▶ TASK STATEMENT
The records appear below. Report how many of their lines contain the word "makes", giving the number alone.

▶ RECORDS

'''

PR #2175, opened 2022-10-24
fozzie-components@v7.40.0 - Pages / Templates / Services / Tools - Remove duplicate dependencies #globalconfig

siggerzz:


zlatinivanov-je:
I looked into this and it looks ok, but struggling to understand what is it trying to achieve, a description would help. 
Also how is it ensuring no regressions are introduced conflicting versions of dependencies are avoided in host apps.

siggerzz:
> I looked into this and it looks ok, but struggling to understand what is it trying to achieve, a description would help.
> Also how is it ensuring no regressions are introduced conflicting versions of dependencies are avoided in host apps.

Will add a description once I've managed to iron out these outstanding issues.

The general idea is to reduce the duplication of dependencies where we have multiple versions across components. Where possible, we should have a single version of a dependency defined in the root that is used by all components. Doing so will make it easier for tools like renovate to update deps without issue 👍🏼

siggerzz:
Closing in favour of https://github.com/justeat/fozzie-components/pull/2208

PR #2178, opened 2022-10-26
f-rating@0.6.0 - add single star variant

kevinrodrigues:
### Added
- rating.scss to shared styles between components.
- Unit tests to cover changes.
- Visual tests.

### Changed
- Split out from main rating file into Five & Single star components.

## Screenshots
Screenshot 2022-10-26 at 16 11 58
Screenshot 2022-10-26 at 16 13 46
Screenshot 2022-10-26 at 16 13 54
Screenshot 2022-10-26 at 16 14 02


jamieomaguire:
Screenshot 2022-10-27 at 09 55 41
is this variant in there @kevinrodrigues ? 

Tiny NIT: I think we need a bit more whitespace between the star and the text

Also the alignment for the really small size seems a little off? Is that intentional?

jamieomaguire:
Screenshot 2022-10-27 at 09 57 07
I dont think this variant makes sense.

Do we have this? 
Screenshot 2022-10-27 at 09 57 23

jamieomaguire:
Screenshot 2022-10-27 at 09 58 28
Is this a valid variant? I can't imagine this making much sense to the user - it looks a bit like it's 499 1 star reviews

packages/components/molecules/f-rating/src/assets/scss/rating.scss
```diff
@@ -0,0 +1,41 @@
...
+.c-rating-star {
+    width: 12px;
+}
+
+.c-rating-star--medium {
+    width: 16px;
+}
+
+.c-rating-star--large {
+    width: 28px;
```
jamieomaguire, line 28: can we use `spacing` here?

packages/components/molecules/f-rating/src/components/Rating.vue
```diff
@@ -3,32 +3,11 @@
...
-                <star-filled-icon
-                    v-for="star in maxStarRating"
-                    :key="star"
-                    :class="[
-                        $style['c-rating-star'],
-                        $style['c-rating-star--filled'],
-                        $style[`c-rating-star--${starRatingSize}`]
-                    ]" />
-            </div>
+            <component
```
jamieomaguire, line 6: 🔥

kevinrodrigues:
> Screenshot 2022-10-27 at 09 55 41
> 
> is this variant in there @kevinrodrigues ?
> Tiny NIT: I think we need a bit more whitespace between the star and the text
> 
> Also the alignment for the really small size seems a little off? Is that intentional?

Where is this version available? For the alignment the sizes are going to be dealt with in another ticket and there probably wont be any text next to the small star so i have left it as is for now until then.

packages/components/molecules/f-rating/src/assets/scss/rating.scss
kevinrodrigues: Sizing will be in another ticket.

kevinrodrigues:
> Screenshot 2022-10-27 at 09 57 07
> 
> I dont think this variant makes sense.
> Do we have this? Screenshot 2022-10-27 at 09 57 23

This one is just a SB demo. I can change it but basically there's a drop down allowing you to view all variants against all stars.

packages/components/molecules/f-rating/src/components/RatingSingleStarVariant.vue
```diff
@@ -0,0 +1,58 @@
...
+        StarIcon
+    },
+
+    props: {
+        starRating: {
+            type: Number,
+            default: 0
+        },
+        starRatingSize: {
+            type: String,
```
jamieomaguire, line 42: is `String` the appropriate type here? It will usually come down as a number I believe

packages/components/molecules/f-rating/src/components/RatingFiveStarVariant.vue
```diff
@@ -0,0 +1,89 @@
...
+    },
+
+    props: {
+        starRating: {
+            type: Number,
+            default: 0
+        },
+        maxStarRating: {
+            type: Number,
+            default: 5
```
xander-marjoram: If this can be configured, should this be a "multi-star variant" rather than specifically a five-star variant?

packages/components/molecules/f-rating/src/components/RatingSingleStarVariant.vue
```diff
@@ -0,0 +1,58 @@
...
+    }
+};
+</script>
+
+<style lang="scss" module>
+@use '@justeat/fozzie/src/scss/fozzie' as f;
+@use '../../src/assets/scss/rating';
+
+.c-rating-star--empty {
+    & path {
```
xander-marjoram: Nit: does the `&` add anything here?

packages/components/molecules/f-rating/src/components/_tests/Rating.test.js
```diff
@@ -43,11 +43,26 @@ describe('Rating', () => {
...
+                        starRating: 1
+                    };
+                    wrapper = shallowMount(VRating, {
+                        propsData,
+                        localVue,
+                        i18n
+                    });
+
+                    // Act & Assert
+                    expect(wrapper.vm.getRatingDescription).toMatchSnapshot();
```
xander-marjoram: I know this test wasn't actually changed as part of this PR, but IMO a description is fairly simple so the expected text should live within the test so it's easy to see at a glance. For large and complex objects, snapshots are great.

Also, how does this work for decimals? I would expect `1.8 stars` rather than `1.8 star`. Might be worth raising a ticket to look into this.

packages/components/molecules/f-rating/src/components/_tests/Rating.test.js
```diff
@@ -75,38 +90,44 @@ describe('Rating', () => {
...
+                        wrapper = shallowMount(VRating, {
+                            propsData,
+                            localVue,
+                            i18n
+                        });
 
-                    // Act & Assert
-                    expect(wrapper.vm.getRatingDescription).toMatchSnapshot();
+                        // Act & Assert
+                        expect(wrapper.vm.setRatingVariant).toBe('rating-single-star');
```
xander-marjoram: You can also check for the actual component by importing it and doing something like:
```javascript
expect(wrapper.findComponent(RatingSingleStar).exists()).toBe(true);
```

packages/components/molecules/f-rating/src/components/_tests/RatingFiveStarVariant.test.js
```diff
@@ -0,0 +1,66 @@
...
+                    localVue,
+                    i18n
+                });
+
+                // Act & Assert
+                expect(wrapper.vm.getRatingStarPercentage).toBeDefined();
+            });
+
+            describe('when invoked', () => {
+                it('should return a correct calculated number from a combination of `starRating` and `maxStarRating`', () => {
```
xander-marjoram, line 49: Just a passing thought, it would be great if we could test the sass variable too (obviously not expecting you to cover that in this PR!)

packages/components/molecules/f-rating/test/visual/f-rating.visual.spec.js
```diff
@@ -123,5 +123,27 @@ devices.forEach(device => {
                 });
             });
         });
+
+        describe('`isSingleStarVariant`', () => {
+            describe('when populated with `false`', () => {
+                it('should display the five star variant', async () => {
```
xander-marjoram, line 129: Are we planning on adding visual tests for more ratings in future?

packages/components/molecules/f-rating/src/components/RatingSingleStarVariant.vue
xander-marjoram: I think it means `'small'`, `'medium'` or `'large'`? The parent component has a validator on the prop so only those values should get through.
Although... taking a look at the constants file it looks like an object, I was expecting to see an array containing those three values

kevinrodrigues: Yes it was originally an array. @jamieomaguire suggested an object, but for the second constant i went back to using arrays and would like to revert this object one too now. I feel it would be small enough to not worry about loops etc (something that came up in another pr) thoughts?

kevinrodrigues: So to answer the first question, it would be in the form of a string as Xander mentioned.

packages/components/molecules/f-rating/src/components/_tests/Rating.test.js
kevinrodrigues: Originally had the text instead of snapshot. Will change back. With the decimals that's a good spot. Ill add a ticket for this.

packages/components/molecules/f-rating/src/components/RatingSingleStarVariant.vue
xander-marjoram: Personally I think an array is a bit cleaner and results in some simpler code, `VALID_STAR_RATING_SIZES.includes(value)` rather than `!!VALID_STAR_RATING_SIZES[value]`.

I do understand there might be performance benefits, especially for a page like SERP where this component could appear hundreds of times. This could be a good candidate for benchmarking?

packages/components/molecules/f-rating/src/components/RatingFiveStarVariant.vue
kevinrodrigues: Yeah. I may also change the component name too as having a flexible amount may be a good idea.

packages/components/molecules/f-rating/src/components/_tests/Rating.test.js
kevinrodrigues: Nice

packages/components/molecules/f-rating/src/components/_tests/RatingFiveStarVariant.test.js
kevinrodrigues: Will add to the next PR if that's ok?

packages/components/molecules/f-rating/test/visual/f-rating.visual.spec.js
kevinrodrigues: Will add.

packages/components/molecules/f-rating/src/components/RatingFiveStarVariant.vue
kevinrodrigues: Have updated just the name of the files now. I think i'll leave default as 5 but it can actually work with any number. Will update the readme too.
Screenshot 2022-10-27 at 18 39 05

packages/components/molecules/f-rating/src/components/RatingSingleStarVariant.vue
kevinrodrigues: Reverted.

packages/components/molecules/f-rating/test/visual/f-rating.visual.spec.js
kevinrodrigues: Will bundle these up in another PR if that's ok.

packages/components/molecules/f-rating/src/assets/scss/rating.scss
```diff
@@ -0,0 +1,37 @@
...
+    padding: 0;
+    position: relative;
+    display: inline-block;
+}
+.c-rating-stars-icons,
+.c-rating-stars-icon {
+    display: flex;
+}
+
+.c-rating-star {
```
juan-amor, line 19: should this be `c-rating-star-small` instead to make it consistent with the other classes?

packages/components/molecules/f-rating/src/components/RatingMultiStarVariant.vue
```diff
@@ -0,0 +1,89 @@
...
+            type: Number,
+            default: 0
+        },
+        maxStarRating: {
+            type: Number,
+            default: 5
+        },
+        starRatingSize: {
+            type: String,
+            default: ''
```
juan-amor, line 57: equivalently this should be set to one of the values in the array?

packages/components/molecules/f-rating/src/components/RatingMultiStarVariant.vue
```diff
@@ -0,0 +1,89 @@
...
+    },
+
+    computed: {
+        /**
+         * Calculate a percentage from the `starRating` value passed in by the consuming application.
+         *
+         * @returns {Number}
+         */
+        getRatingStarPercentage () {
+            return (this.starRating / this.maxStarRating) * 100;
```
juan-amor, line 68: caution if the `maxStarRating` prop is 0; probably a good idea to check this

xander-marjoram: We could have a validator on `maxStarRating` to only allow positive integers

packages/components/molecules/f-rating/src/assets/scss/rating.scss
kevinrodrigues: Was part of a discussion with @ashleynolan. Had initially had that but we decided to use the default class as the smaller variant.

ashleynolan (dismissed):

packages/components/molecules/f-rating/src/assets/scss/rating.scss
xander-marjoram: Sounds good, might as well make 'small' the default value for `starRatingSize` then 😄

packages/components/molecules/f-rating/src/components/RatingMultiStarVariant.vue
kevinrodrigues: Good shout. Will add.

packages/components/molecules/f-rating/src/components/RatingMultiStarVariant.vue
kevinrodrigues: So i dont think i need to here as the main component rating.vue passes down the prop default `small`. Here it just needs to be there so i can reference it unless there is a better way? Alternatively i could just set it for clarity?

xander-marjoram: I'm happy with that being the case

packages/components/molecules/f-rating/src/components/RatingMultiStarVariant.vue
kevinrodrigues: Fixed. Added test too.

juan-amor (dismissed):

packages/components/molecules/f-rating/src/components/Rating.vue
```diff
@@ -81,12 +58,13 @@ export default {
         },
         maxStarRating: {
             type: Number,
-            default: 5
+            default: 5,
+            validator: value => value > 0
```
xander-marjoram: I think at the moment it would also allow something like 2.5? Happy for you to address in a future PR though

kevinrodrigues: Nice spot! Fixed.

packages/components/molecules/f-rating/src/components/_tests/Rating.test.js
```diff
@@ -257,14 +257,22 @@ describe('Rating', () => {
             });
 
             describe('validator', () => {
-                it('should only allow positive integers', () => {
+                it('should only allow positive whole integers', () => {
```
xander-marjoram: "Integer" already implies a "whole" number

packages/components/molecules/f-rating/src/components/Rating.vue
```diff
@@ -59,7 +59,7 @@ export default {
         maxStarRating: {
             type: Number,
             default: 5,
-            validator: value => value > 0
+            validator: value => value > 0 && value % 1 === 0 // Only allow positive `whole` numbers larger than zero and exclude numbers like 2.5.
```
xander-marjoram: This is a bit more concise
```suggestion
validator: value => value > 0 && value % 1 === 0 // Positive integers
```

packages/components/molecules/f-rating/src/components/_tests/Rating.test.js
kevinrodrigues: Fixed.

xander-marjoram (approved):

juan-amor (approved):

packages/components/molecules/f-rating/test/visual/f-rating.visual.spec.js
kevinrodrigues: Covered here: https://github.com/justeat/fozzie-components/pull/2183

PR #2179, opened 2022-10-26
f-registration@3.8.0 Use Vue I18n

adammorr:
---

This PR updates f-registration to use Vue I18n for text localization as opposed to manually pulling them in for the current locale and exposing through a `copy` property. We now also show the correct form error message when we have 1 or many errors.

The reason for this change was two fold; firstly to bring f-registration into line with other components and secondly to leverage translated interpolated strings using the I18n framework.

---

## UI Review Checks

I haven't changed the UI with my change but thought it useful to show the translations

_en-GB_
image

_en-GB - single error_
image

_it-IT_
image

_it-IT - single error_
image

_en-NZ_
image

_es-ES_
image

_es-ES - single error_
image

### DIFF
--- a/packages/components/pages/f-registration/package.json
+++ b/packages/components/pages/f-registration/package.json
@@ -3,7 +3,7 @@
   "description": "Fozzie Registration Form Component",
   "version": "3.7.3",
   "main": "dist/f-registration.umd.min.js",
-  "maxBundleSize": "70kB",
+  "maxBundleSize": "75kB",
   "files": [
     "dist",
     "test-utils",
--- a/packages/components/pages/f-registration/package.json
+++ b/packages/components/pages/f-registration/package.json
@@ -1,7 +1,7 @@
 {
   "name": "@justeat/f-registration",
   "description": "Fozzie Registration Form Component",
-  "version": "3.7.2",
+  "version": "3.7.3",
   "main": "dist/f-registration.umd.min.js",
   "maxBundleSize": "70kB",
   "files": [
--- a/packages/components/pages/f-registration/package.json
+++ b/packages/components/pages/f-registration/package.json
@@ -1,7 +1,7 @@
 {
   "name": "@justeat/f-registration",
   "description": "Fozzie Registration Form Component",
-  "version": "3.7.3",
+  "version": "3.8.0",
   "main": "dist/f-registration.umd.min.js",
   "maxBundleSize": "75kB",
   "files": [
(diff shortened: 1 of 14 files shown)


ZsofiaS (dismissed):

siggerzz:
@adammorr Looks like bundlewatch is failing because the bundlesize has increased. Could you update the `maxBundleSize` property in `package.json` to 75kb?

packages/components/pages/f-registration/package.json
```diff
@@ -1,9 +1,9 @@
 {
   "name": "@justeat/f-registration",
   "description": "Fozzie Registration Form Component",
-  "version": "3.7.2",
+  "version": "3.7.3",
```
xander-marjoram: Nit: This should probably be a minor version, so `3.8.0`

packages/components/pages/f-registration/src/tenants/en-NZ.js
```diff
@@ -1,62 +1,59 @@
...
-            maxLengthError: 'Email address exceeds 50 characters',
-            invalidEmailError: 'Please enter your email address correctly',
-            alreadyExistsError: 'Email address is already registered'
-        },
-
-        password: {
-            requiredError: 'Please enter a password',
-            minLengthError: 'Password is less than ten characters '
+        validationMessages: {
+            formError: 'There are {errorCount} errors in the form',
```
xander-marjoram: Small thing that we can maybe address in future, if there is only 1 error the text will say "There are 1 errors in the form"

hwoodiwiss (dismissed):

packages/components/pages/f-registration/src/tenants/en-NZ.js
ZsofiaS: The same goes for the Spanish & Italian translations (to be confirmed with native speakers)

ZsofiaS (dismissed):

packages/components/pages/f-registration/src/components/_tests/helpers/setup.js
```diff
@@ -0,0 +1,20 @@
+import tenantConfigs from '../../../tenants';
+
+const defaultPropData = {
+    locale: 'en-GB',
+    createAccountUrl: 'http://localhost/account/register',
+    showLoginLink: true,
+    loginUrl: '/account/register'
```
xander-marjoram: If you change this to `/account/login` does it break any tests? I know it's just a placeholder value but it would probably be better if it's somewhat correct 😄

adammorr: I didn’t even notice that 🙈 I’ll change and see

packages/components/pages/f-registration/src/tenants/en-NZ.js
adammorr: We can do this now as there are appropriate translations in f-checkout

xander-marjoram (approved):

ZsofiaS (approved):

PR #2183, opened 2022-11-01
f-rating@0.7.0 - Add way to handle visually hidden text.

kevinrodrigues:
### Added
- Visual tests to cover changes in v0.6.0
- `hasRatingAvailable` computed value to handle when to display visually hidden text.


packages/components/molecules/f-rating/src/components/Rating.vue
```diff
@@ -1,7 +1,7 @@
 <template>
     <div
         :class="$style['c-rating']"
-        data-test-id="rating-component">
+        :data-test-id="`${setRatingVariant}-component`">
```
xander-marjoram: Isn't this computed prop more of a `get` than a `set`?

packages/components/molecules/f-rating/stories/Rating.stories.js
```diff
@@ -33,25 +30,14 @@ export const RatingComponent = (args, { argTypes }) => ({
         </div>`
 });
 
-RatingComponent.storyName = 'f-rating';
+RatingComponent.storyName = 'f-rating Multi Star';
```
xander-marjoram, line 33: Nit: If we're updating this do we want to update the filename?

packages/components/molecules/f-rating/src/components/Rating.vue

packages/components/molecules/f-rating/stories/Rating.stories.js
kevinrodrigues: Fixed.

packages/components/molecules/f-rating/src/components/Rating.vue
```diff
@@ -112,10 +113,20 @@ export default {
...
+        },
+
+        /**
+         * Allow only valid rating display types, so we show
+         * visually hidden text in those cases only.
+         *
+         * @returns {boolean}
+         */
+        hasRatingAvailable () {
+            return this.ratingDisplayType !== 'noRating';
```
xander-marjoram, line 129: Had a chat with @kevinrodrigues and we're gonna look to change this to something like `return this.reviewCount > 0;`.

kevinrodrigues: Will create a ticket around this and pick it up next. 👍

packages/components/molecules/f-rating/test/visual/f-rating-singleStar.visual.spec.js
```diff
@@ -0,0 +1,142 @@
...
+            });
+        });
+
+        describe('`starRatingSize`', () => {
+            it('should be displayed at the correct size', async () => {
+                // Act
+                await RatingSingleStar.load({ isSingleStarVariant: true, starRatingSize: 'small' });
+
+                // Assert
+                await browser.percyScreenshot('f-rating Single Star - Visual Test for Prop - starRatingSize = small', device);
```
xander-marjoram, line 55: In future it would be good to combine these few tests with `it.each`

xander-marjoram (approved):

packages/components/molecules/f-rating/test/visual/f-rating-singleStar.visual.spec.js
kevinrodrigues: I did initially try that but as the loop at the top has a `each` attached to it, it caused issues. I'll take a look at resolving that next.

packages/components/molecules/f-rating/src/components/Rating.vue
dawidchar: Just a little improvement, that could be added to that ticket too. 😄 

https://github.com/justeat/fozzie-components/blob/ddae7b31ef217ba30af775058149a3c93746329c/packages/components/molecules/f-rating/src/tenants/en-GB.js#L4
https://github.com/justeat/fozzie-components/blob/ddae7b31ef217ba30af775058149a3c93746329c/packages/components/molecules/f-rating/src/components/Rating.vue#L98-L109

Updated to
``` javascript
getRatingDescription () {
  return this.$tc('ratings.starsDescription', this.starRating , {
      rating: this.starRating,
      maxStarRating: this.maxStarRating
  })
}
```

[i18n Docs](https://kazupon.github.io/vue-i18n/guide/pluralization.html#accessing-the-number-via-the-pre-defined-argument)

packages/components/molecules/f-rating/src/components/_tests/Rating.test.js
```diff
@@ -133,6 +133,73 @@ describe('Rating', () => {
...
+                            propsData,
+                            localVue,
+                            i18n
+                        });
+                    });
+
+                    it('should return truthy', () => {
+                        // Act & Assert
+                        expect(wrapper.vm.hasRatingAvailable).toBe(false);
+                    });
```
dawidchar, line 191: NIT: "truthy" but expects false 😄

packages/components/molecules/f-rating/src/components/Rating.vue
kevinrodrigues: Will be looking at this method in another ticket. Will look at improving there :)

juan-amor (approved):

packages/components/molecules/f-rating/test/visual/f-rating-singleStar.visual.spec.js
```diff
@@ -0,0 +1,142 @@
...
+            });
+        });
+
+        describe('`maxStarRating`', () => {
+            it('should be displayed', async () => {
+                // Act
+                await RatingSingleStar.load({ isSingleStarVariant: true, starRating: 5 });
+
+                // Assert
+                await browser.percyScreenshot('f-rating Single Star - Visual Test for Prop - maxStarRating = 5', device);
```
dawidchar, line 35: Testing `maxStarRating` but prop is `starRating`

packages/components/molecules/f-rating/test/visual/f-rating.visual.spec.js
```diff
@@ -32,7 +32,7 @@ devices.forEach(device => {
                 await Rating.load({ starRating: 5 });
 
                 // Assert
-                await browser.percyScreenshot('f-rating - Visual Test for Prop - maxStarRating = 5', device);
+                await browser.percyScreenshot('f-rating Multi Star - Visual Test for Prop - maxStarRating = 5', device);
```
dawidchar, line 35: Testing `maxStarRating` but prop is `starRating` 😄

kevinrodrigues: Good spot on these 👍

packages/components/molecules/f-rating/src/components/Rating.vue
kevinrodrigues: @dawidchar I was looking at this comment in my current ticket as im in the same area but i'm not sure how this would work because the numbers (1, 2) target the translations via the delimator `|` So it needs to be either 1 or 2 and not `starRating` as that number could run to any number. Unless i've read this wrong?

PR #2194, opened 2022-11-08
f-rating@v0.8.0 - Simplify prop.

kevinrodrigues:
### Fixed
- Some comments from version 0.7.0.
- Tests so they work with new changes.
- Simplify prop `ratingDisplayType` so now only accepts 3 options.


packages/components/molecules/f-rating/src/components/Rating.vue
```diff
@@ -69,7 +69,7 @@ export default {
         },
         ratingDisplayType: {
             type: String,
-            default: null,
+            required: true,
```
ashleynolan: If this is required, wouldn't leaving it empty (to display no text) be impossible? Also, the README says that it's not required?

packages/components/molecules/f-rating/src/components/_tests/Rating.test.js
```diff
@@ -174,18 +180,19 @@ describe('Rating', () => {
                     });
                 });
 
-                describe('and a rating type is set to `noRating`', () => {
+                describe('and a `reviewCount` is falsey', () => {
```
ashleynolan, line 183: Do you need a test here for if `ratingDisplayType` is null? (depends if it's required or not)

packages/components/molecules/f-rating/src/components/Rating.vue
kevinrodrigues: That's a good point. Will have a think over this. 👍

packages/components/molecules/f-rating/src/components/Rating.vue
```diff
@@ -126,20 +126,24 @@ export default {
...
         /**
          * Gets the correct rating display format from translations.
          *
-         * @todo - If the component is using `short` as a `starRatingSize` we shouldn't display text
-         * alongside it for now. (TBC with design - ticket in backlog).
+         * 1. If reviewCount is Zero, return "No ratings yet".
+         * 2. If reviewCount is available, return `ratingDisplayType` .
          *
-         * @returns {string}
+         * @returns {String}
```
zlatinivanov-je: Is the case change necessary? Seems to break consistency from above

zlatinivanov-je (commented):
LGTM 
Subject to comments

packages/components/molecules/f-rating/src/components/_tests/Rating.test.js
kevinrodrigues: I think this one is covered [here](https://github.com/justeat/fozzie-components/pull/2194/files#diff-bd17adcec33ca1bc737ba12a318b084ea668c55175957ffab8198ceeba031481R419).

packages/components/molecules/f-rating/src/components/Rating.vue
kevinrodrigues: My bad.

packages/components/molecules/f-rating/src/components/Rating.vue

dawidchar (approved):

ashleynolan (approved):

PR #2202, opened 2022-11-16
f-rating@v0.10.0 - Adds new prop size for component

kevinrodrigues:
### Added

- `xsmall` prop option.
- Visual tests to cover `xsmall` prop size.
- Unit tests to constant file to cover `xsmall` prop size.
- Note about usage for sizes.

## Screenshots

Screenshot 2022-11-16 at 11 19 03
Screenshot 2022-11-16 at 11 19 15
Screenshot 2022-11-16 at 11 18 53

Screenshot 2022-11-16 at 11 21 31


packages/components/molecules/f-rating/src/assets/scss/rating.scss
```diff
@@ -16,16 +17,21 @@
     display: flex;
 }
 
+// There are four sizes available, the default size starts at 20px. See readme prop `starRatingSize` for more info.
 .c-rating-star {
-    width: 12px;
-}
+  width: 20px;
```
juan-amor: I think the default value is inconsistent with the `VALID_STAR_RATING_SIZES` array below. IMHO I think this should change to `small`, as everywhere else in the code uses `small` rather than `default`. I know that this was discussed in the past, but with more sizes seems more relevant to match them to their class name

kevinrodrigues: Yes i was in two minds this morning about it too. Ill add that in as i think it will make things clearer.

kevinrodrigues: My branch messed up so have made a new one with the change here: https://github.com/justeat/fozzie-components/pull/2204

'''

▶ WRITTEN RESPONSE
2